# Quilts that I have completed Fianlly



## God's Girl (Jan 29, 2013)

The wall hanging was super fast and fun to do but the bed quilt took a few years to complete. I wanted to try the traditional Grandmother's flower garden but once I had all those hexagons done in English paper piecing I decided that I didn't really like the traditional placement. So, this is the result.


----------



## NanaMc (Sep 22, 2014)

A work of art! Well done!


----------



## Ricia (Sep 11, 2012)

Nice job! Now that Christmas is over I grabbed the mat and started cutting out a new quilt. I have such a stash that I didn't need to go to the Store!


----------



## Cdambro (Dec 30, 2013)

Oh, wow! They are just so beautiful! Just stunning.


----------



## agilitybritts (Jul 5, 2013)

They are beautiful.


----------



## Mad loch (May 21, 2013)

Fantastic work&#128515;


----------



## God's Girl (Jan 29, 2013)

I know what you mean about the stash. I have told myself many many times that I can not buy any more fabric until I use some of it up but.......



Ricia said:


> Nice job! Now that Christmas is over I grabbed the mat and started cutting out a new quilt. I have such a stash that I didn't need to go to the Store!


----------



## Betsy's World (Mar 21, 2014)

What a great way to use those hexagons - I love the way you placed the flowers - both are very lovely. Lucky recipient. :thumbup: :thumbup:


----------



## Windbeam (Jul 31, 2011)

Pretty quilts!


----------



## simplyelizabeth (Sep 15, 2012)

Really beautiful! I love both of them, but the wall hanging is awesome!


----------



## amortje (Feb 10, 2013)

Really beautiful.


----------



## jemadu (Nov 9, 2013)

Beautiful! I also quilt and know the amount of time and effort that goes into quilting. Happy quilting and enjoy 2015! J.


----------



## Kay Knits (Aug 4, 2012)

Beautiful - glad you completed them.


----------



## Duchess of Dachshunds (Feb 7, 2013)

You do beautiful work.
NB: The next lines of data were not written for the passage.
PR #962, opened 2026-04-20
fix: mark just failed alt-tests as failed

GZolla:
[GAUD-9495](https://desire2learn.atlassian.net/browse/GAUD-9495)

If alt tests are defined and any of them fail, the reporter would mark(and count) ALL the alt tests as failed, even if they passed

[GAUD-9495]: https://desire2learn.atlassian.net/browse/GAUD-9495?atlOrigin=eyJpIjoiNWRkNTljNzYxNjVmNDY3MDlhMDU5Y2ZhYzA5YTRkZjUiLCJwIjoiZ2l0aHViLWNvbS1KU1cifQ

### DIFF
--- a/src/server/visual-diff-info.js
+++ b/src/server/visual-diff-info.js
@@ -20,6 +20,7 @@ export class TestInfoManager {
 				testInfo.new = { ...info.new, ...testInfo.new };
 			}
 			testInfo.diff = testInfo.diff || info.diff;
+			testInfo.byteSizeDiff = testInfo.byteSizeDiff || info.byteSizeDiff;
 		}
 		const tests = testInfoMap.get(this.key) || {};
 		testInfoMap.set(this.key, { ...tests, [alt]: testInfo });
--- a/src/server/visual-diff-reporter.js
+++ b/src/server/visual-diff-reporter.js
@@ -106,7 +106,7 @@ function flattenResults(session, browserData, fileData) {
 				const testData = fileData.tests.get(testName);
 				const passed = !!(info?.golden) && !(info?.diff) && !(info?.pixelsDiff);
 				const bytediff = info?.diff === undefined && info?.pixelsDiff === 0;
-				if (passed) {
+				if (!passed) {
 					if (bytediff) {
 						browserData.numByteDiff++;
 						testData.numByteDiff++;
--- a/src/server/visual-diff-reporter.js
+++ b/src/server/visual-diff-reporter.js
@@ -104,10 +104,9 @@ function flattenResults(session, browserData, fileData) {
 					});
 				}
 				const testData = fileData.tests.get(testName);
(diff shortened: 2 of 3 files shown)


src/server/visual-diff-reporter.js
```diff
@@ -104,8 +104,9 @@ function flattenResults(session, browserData, fileData) {
 					});
 				}
 				const testData = fileData.tests.get(testName);
-				const bytediff = !t.passed && info?.diff === undefined && info?.pixelsDiff === 0;
-				if (!t.passed) {
+				const passed = !!(info?.golden) && !(info?.diff) && !(info?.pixelsDiff);
+				const bytediff = info?.diff === undefined && info?.pixelsDiff === 0;
+				if (passed) {
```
svanherk: Should this be `!passed`?

src/server/visual-diff-reporter.js
```diff
@@ -104,8 +104,9 @@ function flattenResults(session, browserData, fileData) {
 					});
 				}
 				const testData = fileData.tests.get(testName);
-				const bytediff = !t.passed && info?.diff === undefined && info?.pixelsDiff === 0;
-				if (!t.passed) {
+				const passed = !!(info?.golden) && !(info?.diff) && !(info?.pixelsDiff);
+				const bytediff = info?.diff === undefined && info?.pixelsDiff === 0;
```
svanherk: Hmm, still not sure what to do about this - how do we tell if an individual test passed or if it failed but there were only byte differences? In both cases, there's a golden, no diff, and pixelsDiff is 0.

svanherk: Maybe we should just add it to the TestInfo when the test is running, instead of trying to infer?

svanherk: Or at least maybe a new property like `byteDiffFailure` that's set [here](https://github.com/BrightspaceUI/testing/blob/0e614bd030c4a7976687720f65bf12fb26357651/src/server/visual-diff-plugin.js#L299-L307), and then these check:
```
const passed = !!(info?.golden) && !(info?.diff) && !(info?.pixelsDiff) && !(info?.byteDiffFailure);
if (!passed) {
	if (info?.byteDiffFailure) {
		...
```

src/server/visual-diff-info.js
```diff
@@ -20,6 +20,7 @@ export class TestInfoManager {
 				testInfo.new = { ...info.new, ...testInfo.new };
 			}
 			testInfo.diff = testInfo.diff || info.diff;
+			testInfo.byteSizeDiff = testInfo.byteSizeDiff || info.byteSizeDiff;
```
svanherk, line 23: Not really related, but just noticed - should `pixelsDiff` be here too? Maybe it's working fine because the manager is never called again after a call setting it?

svanherk (approved):
Other than the remaining question about `pixelsDiff`, this makes sense to me!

Your very talented. Post more pics when you can.


----------



## Orla Porig (Jun 5, 2014)

Both are absolutely gorgeous.


----------



## LadyBecket (Jun 26, 2012)

Your quilts are just stunning!! I can see why it would take so long to do the floral one, lots of hand stitching!


----------



## bwtyer (Oct 31, 2012)

Very nice! Love what you did with the quilt- makes me want to get busy. I don't need to buy any fabric either- strange how it grows all by itself!


----------



## JoRae (Feb 5, 2013)

Love that wall hanging. I really like the way you did the flower garden. Both beautiful pieces. 
Happy New Year &#127881;


----------



## mama879 (Jan 27, 2011)

How pretty. You are very talented. You must show us more of your work. There a lot of us quilters here on KP. If you are interested in joining in I'm running a charmers swap it's once a month. We send 25- 5 1/2" charms in the color of the month and a 12" block in your choice of pattern your buddies favorite color. You can make a friendship quilt or 2 out of the blocks. Jan is already matched but we can match you if I get 2 for Feb. PM me if you are interested.


----------



## cathy47 (Jun 6, 2011)

Oh wow love the first one wall hanging.


----------



## Charlotte80 (Jan 24, 2011)

I love the way you used the flowers, I have a stack of flowers that a long gone Auntie left to me. Not enough for a regular quilt, now I know how to use them. Thank you for posting your beautiful work.


----------



## crafterwantabe (Feb 26, 2013)

Beautiful!!!


----------



## run4fittness (May 22, 2011)

Your quilts are beautiful!


----------



## jbweaver (May 5, 2011)

Very, very nice!


----------



## tweeter (Dec 22, 2012)

very pretty


----------



## Granny8 (Mar 23, 2011)

They are all beautiful! I love to quilt too. Do you have explicit directions for the hand blanket stitch on the bottom quilt??? I would love to try but don't have the slightest idea how to do it.....


----------



## PittyPat (Jul 2, 2011)

Your quilt i beautiful and I like the wall hanging also. I have learned, or should say I am learning to quilt. The classes I took last year were wonderful and I met such nice people. I have to catch up on my Block of the Month the next few weeks. 
Lovely work!!


----------



## grma16 (Aug 26, 2012)

Beautiful job.


----------



## Granny-Pearl (Jun 21, 2013)

Really beautiful work! X


----------



## God's Girl (Jan 29, 2013)

Granny8 said:


> They are all beautiful! I love to quilt too. Do you have explicit directions for the hand blanket stitch on the bottom quilt??? I would love to try but don't have the slightest idea how to do it.....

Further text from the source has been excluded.